SIGBPS AOI: Process Mining Analytics

Track Chairs:

Xin Li (City Univerisy of Hong Kong)
G. Alan Wang (Virginia Tech)

Track Description:

Process mining and analytics, one of the emerging topics in Business Process Management (BPM), aims to help decision makers monitor, analyze, and visualize the execution of business process models based on process information extracted from information systems.
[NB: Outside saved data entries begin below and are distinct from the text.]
PR #1000, opened 2026-07-01
feat: properly handle older non-supported states

jeluard:
Amaru only supports starting some well know protocol version. Make sure it only ever start when this is enforced. Specifically:
* do not bootstrap too old snapshots
* prevent startup if state is not supported anymore (due to upgrade)

## Summary by CodeRabbit

* **Bug Fixes**
  * Prevented startup and initial snapshot import from continuing when the provided protocol version is below the supported minimum.
  * Added clearer error reporting when snapshots/state are incompatible due to protocol version.
* **Chores**
  * Updated the changelog to document the new compatibility behavior.
  * Improved changelog reference validation to enforce numerically sorted reference links.


crates/amaru-ledger/src/bootstrap.rs
```diff
@@ -54,6 +55,9 @@ enum InitialSnapshotFormatError {
 
     #[error("invalid initial snapshot payload: expected a previous-blocks map immediately after the epoch")]
     MissingPreviousBlocksMap,
+
+    #[error("snapshot protocol version {snapshot_version} is too old; minimum supported version is {minimum_version}")]
+    ProtocolVersionTooOld { snapshot_version: String, minimum_version: String },
```
KtorZ: Please let's use real types here 🙏, we have a `ProtocolVersion`

crates/amaru-ledger/src/protocol_version_validation.rs
```diff
@@ -0,0 +1,38 @@
...
+) -> Result<(), ProtocolVersionTooOld> {
+    if version.0 < minimum_version.0 || (version.0 == minimum_version.0 && version.1 < minimum_version.1) {
+        return Err(ProtocolVersionTooOld {
+            snapshot_version: protocol_version::fmt(&version),
+            minimum_version: protocol_version::fmt(&minimum_version),
+        });
+    }
+
+    Ok(())
+}
```
KtorZ: To be moved under `kernel/cardano/protocol_version`

crates/amaru-ledger/src/protocol_version_validation.rs
```diff
@@ -0,0 +1,38 @@
...
+pub struct ProtocolVersionTooOld {
+    pub snapshot_version: String,
+    pub minimum_version: String,
+}
+
+pub fn validate_protocol_version(
+    version: ProtocolVersion,
+    minimum_version: ProtocolVersion,
+) -> Result<(), ProtocolVersionTooOld> {
+    if version.0 < minimum_version.0 || (version.0 == minimum_version.0 && version.1 < minimum_version.1) {
```
KtorZ: I believe we have an `Ord` instance on the `ProtocolVersion`, it's just a tuple of uint

KtorZ (approved):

Studies in this area include but not limited to: 
1) Process discovery (e.g., extracting process models from event logs); 
2) Frequent and essential process pattern mining from process instances; 
3) Conformance checking and deviation detection for process models;
4) Real-time monitoring and visualization of process execution; 
5) Process model validation and optimization; 
6) Social/organizational network mining in business processes; 
7) Process mining for knowledge management (e.g., information dissemination, knowledge transfer, e-learning). 
Process mining and analytics techniques can be applied to a wide range of applications, such as financial service, healthcare, human resource management, mobile applications, e-commerce, cloud computing, workflow management, and so forth. Theoretical research on the organization, culture, policy, architecture, computational complexity, and infrastructure issues in process mining and analytics will also be considered.

The goal of this group is to promote research and understanding of process mining and analytics. We welcome research that facilitates the synergy between BPM and automated analytic techniques including, but not limited to, data/text mining, network analysis, simulation, and visual analytics. It is our hope that academic researchers and industry practitioners could both benefit from this interest group.